[Stored data]
=== Section Start ===

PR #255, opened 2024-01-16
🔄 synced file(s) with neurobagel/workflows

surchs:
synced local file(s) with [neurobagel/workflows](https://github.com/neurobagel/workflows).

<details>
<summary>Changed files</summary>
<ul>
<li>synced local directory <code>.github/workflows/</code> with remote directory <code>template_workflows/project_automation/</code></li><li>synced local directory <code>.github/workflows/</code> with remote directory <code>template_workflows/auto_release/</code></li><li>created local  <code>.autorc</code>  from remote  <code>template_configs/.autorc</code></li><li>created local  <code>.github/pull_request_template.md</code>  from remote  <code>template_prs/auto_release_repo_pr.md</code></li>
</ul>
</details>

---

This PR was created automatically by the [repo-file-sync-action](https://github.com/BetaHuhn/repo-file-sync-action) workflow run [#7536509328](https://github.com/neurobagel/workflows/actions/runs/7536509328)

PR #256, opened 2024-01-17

=== Section End ===

• ACTIVITY
Take every line above where "https" appears and copy it.

• SOLUTION TO THIS PROBLEM
synced local file(s) with [neurobagel/workflows](https://github.com/neurobagel/workflows).
This PR was created automatically by the [repo-file-sync-action](https://github.com/BetaHuhn/repo-file-sync-action) workflow run [#7536509328](https://github.com/neurobagel/workflows/actions/runs/7536509328)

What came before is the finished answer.